Push confusion, don't correct those who push the "reform", and then when a lot of bishops object, sneak the idea into official documents that are so wordy and long and poorly written that it isn't noticed at first.

A couple years ago, the agenda was to allow people in irregular marriages to receive the sacraments. 
But someone alerted the more naive bishops of what was going on, so they rejected the idea.

And when the synod rejected it, they took that part out of their already written report, but put it in an overlooked footnote, and when someone asked Pope Francis was that okay, he essentially said, hey it's just a little bread and wine.

It's only bread and wine?

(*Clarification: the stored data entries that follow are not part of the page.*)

PR #1559, opened 2016-09-02
docs: remove `nextQuery` docs & annotate arrays correctly

stephenplusplus:
Was looking through the docs, and noticed we were inconsistent with documenting the `callback.nextQuery` param. I think it makes sense to remove it and show how that flow works in the @&shy;example section. I also found various places where we weren't specifying a user would get an array of objects back, but only an object, i.e. `{module:compute/vm} callback.vms` instead of `{module:compute/vm[]} callback.vms`.

### DIFF
--- a/packages/bigquery/src/dataset.js
+++ b/packages/bigquery/src/dataset.js
@@ -272,8 +272,6 @@ Dataset.prototype.delete = function(options, callback) {
  * @param {?error} callback.err - An error returned while making this request
  * @param {module:bigquery/table[]} callback.tables - The list of tables from
  *     your Dataset.
- * @param {?object} callback.nextQuery - If present, query with this object to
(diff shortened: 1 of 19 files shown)


callmehiphop:
So why are we removing `nextQuery` everywhere? I can't help but think only documenting it in examples would be confusing to the user.

stephenplusplus:
Well, it started because we were inconsistent. It was in some APIs and not in others. Frankly, I removed it because the whole thing is pretty confusing. We support the `nextQuery` flow because there *might* be *some* users who find it important to manually paginate through results. But if we show documentation suggesting it's always there, I think that introduces confusion to the majority user who isn't thinking about pagination... they're just trying to get all the results in one method call, and no such `nextQuery` object will exist.

PR #1567, opened 2016-09-06
bigtable: support local emulator

### LINKED ISSUE #1506: BigTable - local instance
Is there a way to specify the host/port of the BigTable instance? We'd like to use https://github.com/spotify/docker-bigtable for local testing.

stephenplusplus:
Fixes #1506 
#### To Dos
- [x] Overview docs showing how to connect with the emulator

### DIFF
--- a/packages/bigtable/src/index.js
+++ b/packages/bigtable/src/index.js
@@ -53,6 +53,24 @@ var Instance = require('./instance.js');
  *
  * @example
  * //-
+ * // <h3>The Bigtable Emulator</h3>
+ * //
+ * // Make sure you have the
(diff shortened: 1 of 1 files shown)


callmehiphop:
@stephenplusplus I've added a commit, I think the only thing that was missing was making sure that all the service (admin/instance/etc.) were also updated. Obviously the instance API doesn't work with the mentioned emulator, but parts of the table admin api do.

@arbesfeld any chance you'd want to give this a test drive?

garye:
@callmehiphop What's the status of this? Is it something we can merge or does it need more testing?

callmehiphop:
@garye should be good to go!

As Flannery O'Connor sarcastically quipped when told that the Eucharist, which Catholics believe is the body and blood of Christ, was merely a symbol:


 I then said, in a very shaky voice, ‘Well, if it’s a symbol, to hell with it.’ That was all the defense I was capable of but I realize now that this is all I will ever be able to say about it, outside of a story, except that 

it is the center of existence for me; all the rest of life is expendable.

One sees a similar trend about pushing the legalization of homosexual acts by reformers via the so called synod on synodality: We will have to change church law because the german bishops decided we have to agree with them.

Never mind whtn the Pope tried to hint of this in a recent African trip, he was told this was something that was not welcomed in Africa,

My point is that the main voice of morality in the world is being corrupted at a time when the NWO is pushing a lot of scary ideas.

Sigh.

to paraphrase Archy  Bunker: Boy we could use a man like Bishop Von Galen again.